6. Product liability insurance

🔍  Not a legal requirement, but recommended if you sell products or food.

Even if a customer is not on your premises, if they (or their property) are damaged by a product you have sold them, they can raise a claim against you. Food poisoning is a classic example, but not the only one. Product liability insurance covers the cost of any claims successfully raised against you for damage caused by faulty products. 


7. Professional indemnity insurance

🔍 Not a legal requirement, but recommended if you write reports, create plans or carry out inspections for clients. Anything where a mistake from you can result in a loss for them. 

Professional indemnity insurance is designed for ‘shops’ that sell services to clients such as planning, reporting, advising, and inspecting. If you make a mistake that costs your client money, or another type of ‘loss’, they may be able to make a claim against your business, and professional indemnity insurance covers the cost of this. 


8. Personal accident insurance 

🔍 Not a legal requirement, but always recommended.

We’ve covered your shop, your stock, your business, and any legal costs. Now the last thing left to cover is you. 

Suffering an accident as a business owner is a scary prospect. Personal accident insurance will typically cover loss to your business caused by your absence, regardless of whether your accident happened at work. 

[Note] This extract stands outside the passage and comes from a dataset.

Issue #201, opened 2015-08-04
Stream downloads to disk


blowmage:
Storage downloads are read into memory and then written to the file system. We want the files to be streamed to the file instead of storing all contents into memory. The Google API Client does not support streaming downloads, so we might want to handle downloads outside of it. See #67.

How much does shop insurance cost? 

If that list of different types of shop insurance has you feeling a little faint, let us reassure you that the total cost of your shop insurance might be less than you think; it’s likely to be between around £400 and £550 a year for a small retail store or coffee shop. The exact cost is — like any insurance — entirely specific to the circumstances of what’s being insured, where, and for how much. 


Final thoughts

Shop insurance needn’t be overwhelming, so don’t be tempted to put off taking it out. Make use of price comparison websites to produce a plan that’s tailored to you, and remember to regularly review your policy and update your premiums as needed.




Do I need retail/shop insurance? 

If you have a physical premises that customers enter, then yes, you’ll need shop insurance! Employers’ liability insurance may be the only type that’s legally required, but many of the others are highly recommended. 


Where can I get retail/shop insurance? 

Because shop insurance is so customisable and business-specific, we’d generally recommend using an insurance comparison website to find the right package for you. As with any service, always make sure you read the small print so you understand exactly what’s being covered — never assume!


What is shopkeeper insurance? 

Shopkeeper insurance is just another term for shop insurance, so all the information above applies.